Return copies of the lines below that mention "navbar".

[PROVIDED DATA — start]

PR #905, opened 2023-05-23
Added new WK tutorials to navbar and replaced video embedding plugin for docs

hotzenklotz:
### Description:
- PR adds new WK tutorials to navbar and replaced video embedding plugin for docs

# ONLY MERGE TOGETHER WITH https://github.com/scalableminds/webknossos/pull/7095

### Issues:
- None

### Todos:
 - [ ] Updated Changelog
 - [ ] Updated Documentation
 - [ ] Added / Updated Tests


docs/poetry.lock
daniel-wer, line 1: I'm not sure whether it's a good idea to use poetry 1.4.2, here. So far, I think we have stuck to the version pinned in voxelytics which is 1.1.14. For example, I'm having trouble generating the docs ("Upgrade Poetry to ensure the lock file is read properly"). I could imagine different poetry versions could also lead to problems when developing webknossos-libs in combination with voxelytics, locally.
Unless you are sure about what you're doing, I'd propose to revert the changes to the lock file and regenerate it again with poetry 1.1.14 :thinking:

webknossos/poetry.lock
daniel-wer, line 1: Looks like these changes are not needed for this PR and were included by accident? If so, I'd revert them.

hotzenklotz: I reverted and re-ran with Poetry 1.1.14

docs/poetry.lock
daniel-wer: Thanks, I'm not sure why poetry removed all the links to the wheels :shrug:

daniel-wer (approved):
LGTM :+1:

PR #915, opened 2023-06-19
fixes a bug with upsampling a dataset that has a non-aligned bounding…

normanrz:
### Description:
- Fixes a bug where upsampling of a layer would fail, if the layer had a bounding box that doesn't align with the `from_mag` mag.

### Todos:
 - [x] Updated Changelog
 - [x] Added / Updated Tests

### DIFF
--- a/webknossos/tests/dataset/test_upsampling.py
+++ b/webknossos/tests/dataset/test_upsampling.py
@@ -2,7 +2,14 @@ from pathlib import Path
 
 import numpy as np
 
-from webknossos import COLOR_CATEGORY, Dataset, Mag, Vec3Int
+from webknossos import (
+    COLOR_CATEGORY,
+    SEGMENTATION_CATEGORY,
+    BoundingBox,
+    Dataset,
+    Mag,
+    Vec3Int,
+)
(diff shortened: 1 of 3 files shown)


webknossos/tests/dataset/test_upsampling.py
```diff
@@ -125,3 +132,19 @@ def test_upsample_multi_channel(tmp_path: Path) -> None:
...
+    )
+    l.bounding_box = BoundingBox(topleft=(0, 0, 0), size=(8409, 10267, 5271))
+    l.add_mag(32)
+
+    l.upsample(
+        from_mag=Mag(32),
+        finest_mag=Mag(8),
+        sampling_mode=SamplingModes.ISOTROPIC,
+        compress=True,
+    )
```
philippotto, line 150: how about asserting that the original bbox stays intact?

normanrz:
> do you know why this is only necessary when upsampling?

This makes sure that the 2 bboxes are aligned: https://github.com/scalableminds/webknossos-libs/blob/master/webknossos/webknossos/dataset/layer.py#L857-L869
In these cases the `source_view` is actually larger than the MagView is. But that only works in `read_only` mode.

[PROVIDED DATA — finish]
[PROVIDED DATA — start]

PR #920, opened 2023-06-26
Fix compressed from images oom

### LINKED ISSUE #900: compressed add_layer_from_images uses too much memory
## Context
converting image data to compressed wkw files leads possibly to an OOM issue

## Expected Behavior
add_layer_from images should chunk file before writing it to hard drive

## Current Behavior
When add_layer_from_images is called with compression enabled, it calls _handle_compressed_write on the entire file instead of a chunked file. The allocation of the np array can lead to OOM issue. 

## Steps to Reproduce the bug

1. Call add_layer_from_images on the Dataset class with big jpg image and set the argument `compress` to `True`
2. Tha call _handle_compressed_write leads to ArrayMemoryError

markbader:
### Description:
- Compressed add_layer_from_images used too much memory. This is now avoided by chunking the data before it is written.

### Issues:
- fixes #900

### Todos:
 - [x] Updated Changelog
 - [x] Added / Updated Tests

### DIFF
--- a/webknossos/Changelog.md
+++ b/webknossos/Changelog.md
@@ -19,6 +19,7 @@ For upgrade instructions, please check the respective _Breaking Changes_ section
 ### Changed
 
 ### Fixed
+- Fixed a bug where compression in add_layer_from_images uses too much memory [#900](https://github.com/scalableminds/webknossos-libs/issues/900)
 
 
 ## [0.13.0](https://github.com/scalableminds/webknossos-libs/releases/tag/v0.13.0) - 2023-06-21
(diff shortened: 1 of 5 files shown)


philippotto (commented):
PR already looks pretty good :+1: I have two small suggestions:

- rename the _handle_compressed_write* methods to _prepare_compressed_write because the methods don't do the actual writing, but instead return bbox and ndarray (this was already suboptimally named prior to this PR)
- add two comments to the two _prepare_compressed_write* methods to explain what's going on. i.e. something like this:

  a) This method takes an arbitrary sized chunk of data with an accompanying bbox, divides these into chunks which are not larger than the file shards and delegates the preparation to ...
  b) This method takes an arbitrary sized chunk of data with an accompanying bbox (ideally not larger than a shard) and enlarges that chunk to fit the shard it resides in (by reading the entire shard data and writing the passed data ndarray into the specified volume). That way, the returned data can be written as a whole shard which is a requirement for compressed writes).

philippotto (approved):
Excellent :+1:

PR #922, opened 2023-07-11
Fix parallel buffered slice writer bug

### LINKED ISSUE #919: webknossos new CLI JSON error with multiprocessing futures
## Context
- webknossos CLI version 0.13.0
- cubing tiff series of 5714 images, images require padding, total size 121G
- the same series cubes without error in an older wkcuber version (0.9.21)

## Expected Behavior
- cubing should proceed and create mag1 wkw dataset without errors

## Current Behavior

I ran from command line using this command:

[PROVIDED DATA — finish]

#### SOLUTION TO THE PROBLEM:
Added new WK tutorials to navbar and replaced video embedding plugin for docs
- PR adds new WK tutorials to navbar and replaced video embedding plugin for docs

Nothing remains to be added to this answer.